Transcribe the listing below word for word.

### SUPPLIED DATA
☆ ☆ ☆

PR #223, opened 2023-12-19
Add corner radius property and slider in the demo

warmkesselj:
### Summary of changes

 - Support custom corner radius on the PayPal button
 

 ### Checklist

 - [x] Added a changelog entry

### Authors
@scannillo 
@warmkesselj 

-

### DIFF
--- a/CHANGELOG.md
+++ b/CHANGELOG.md
@@ -1,5 +1,9 @@
 # PayPal Android SDK Release Notes
 
+## UNRELEASED 
+* PaymentButtons
+  * Supporting custom corner radius on the PayPal Button
+
 ## 1.1.0 (2023-12-05)
 
 * PayPalNativeCheckout
--- a/CHANGELOG.md
+++ b/CHANGELOG.md
@@ -1,6 +1,6 @@
 # PayPal Android SDK Release Notes
 
-## UNRELEASED 
+## unreleased 
 * PaymentButtons
   * Supporting custom corner radius on the PayPal Button
 
--- a/PaymentButtons/src/main/java/com/paypal/android/paymentbuttons/PaymentButton.kt
+++ b/PaymentButtons/src/main/java/com/paypal/android/paymentbuttons/PaymentButton.kt
@@ -72,6 +72,25 @@ abstract class PaymentButton<C : PaymentButtonColor> @JvmOverloads constructor(
             prefixTextView.visibility = prefixTextVisibility
         }
 
+    var customCornerRadius: Float? = null
+        set(value) {
+            field = value // Set the field value
+
+            // Determine the corner treatment based on the value
+            val cornerTreatment = if (value == 0.0f) {
+                CutCornerTreatment()
+            } else {
+                RoundedCornerTreatment()
+            }
+
+            // Build the shapeAppearanceModel considering the possibility of a null customCornerRadius
+            shapeAppearanceModel = ShapeAppearanceModel.builder().apply {
+                value?.let {
+                    setAllCornerSizes(it)
+                }
+                setAllCorners(cornerTreatment)
+            }.build()
+        }
     /**
      * Updates the shape of the Payment Button with the provided [PaymentButtonShape]
      * and defaults to [ROUNDED] if one is not provided.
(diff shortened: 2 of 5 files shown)


CHANGELOG.md
```diff
@@ -1,5 +1,9 @@
 # PayPal Android SDK Release Notes
 
+## UNRELEASED
```
sarahkoop:
```suggestion
## unreleased

```

Nit but I think the release CI requires that formatting

PaymentButtons/src/main/java/com/paypal/android/paymentbuttons/PaymentButton.kt
```diff
@@ -72,6 +72,27 @@ abstract class PaymentButton<C : PaymentButtonColor> @JvmOverloads constructor(
             prefixTextView.visibility = prefixTextVisibility
         }
 
+    /**
+     * Custom corner radius
```
sarahkoop: Can we add a note to what the default is if not set?

PaymentButtons/src/main/java/com/paypal/android/paymentbuttons/PaymentButton.kt
```diff
@@ -94,9 +115,18 @@ abstract class PaymentButton<C : PaymentButtonColor> @JvmOverloads constructor(
...
 
-            val cornerTreatment = when (field) {
-                PaymentButtonShape.ROUNDED, PaymentButtonShape.PILL -> RoundedCornerTreatment()
-                PaymentButtonShape.RECTANGLE -> CutCornerTreatment()
+            val cornerTreatment = if (customCornerRadius != null) {
+                if (customCornerRadius == 0.0f) {
+                    CutCornerTreatment()
+                } else {
+                    RoundedCornerTreatment()
+                }
```
sarahkoop: This seems duplicate of lines 82-86 - does it need to be set again here?

PaymentButtons/src/main/java/com/paypal/android/paymentbuttons/PaymentButton.kt
```diff
@@ -72,6 +72,27 @@ abstract class PaymentButton<C : PaymentButtonColor> @JvmOverloads constructor(
...
         }
 
+    /**
+     * Custom corner radius
+     */
+    var customCornerRadius: Float? = null
+        set(value) {
+            field = value
+
+            val cornerTreatment = if (value == 0.0f) {
```
tdchow, line 86: It's probably an edge case that a merchant would set `customCornerRadius` as null, but would we want to have a null check here and not change the corner treatment?

PaymentButtons/src/main/java/com/paypal/android/paymentbuttons/PaymentButton.kt
tdchow: I think this is the set function for the `var shape: PaymentButtonShape`. So the `customCornerRadius` variable is checked to see if a value was set previously.

Is this logic intended behavior? If a merchant first sets `customCornerRadius` > 0 and then sets `shape` as `PaymentButtonShape.RECTANGLE`, the button will still display with rounded corners. Should we always style the button with the last property the merchant sets?

tdchow (approved):

PaymentButtons/src/main/java/com/paypal/android/paymentbuttons/PaymentButton.kt
sarahkoop: Sorry to clarify - what will the corner radius of the button be if the this is not set?

warmkesselj: No worries, this would be set to null.

sarahkoop (approved):

PaymentButtons/src/main/java/com/paypal/android/paymentbuttons/PaymentButton.kt
sshropshire: It'd be nice if we could make `var shape: PaymentButtonShape` a write-only, virtual property and make `var cornerRadius: Float` the source of truth. Kotlin doesn't seem to have explicit support for [write-only props](https://youtrack.jetbrains.com/issue/KT-6519) though. We may still be able to refactor our logic to eliminate nullability for both properties.

The duplication may be a sign of technical debt. It may make sense to the revisit the requirements for these buttons to make sure we're properly aligned with product.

☆ ☆ ☆

### RESULT FOR THIS TASK
PR #223, opened 2023-12-19
Add corner radius property and slider in the demo

warmkesselj:
### Summary of changes

 - Support custom corner radius on the PayPal button
 

 ### Checklist

 - [x] Added a changelog entry

### Authors
@scannillo 
@warmkesselj 

-

### DIFF
--- a/CHANGELOG.md
+++ b/CHANGELOG.md
@@ -1,5 +1,9 @@
 # PayPal Android SDK Release Notes
 
+## UNRELEASED 
+* PaymentButtons
+  * Supporting custom corner radius on the PayPal Button
+
 ## 1.1.0 (2023-12-05)
 
 * PayPalNativeCheckout
--- a/CHANGELOG.md
+++ b/CHANGELOG.md
@@ -1,6 +1,6 @@
 # PayPal Android SDK Release Notes
 
-## UNRELEASED 
+## unreleased 
 * PaymentButtons
   * Supporting custom corner radius on the PayPal Button
 
--- a/PaymentButtons/src/main/java/com/paypal/android/paymentbuttons/PaymentButton.kt
+++ b/PaymentButtons/src/main/java/com/paypal/android/paymentbuttons/PaymentButton.kt
@@ -72,6 +72,25 @@ abstract class PaymentButton<C : PaymentButtonColor> @JvmOverloads constructor(
             prefixTextView.visibility = prefixTextVisibility
         }
 
+    var customCornerRadius: Float? = null
+        set(value) {
+            field = value // Set the field value
+
+            // Determine the corner treatment based on the value
+            val cornerTreatment = if (value == 0.0f) {
+                CutCornerTreatment()
+            } else {
+                RoundedCornerTreatment()
+            }
+
+            // Build the shapeAppearanceModel considering the possibility of a null customCornerRadius
+            shapeAppearanceModel = ShapeAppearanceModel.builder().apply {
+                value?.let {
+                    setAllCornerSizes(it)
+                }
+                setAllCorners(cornerTreatment)
+            }.build()
+        }
     /**
      * Updates the shape of the Payment Button with the provided [PaymentButtonShape]
      * and defaults to [ROUNDED] if one is not provided.
(diff shortened: 2 of 5 files shown)


CHANGELOG.md
```diff
@@ -1,5 +1,9 @@
 # PayPal Android SDK Release Notes
 
+## UNRELEASED
```
sarahkoop:
```suggestion
## unreleased

```

Nit but I think the release CI requires that formatting

PaymentButtons/src/main/java/com/paypal/android/paymentbuttons/PaymentButton.kt
```diff
@@ -72,6 +72,27 @@ abstract class PaymentButton<C : PaymentButtonColor> @JvmOverloads constructor(
             prefixTextView.visibility = prefixTextVisibility
         }
 
+    /**
+     * Custom corner radius
```
sarahkoop: Can we add a note to what the default is if not set?

PaymentButtons/src/main/java/com/paypal/android/paymentbuttons/PaymentButton.kt
```diff
@@ -94,9 +115,18 @@ abstract class PaymentButton<C : PaymentButtonColor> @JvmOverloads constructor(
...
 
-            val cornerTreatment = when (field) {
-                PaymentButtonShape.ROUNDED, PaymentButtonShape.PILL -> RoundedCornerTreatment()
-                PaymentButtonShape.RECTANGLE -> CutCornerTreatment()
+            val cornerTreatment = if (customCornerRadius != null) {
+                if (customCornerRadius == 0.0f) {
+                    CutCornerTreatment()
+                } else {
+                    RoundedCornerTreatment()
+                }
```
sarahkoop: This seems duplicate of lines 82-86 - does it need to be set again here?

PaymentButtons/src/main/java/com/paypal/android/paymentbuttons/PaymentButton.kt
```diff
@@ -72,6 +72,27 @@ abstract class PaymentButton<C : PaymentButtonColor> @JvmOverloads constructor(
...
         }
 
+    /**
+     * Custom corner radius
+     */
+    var customCornerRadius: Float? = null
+        set(value) {
+            field = value
+
+            val cornerTreatment = if (value == 0.0f) {
```
tdchow, line 86: It's probably an edge case that a merchant would set `customCornerRadius` as null, but would we want to have a null check here and not change the corner treatment?

PaymentButtons/src/main/java/com/paypal/android/paymentbuttons/PaymentButton.kt
tdchow: I think this is the set function for the `var shape: PaymentButtonShape`. So the `customCornerRadius` variable is checked to see if a value was set previously.

Is this logic intended behavior? If a merchant first sets `customCornerRadius` > 0 and then sets `shape` as `PaymentButtonShape.RECTANGLE`, the button will still display with rounded corners. Should we always style the button with the last property the merchant sets?

tdchow (approved):

PaymentButtons/src/main/java/com/paypal/android/paymentbuttons/PaymentButton.kt
sarahkoop: Sorry to clarify - what will the corner radius of the button be if the this is not set?

warmkesselj: No worries, this would be set to null.

sarahkoop (approved):

PaymentButtons/src/main/java/com/paypal/android/paymentbuttons/PaymentButton.kt
sshropshire: It'd be nice if we could make `var shape: PaymentButtonShape` a write-only, virtual property and make `var cornerRadius: Float` the source of truth. Kotlin doesn't seem to have explicit support for [write-only props](https://youtrack.jetbrains.com/issue/KT-6519) though. We may still be able to refactor our logic to eliminate nullability for both properties.

The duplication may be a sign of technical debt. It may make sense to the revisit the requirements for these buttons to make sure we're properly aligned with product.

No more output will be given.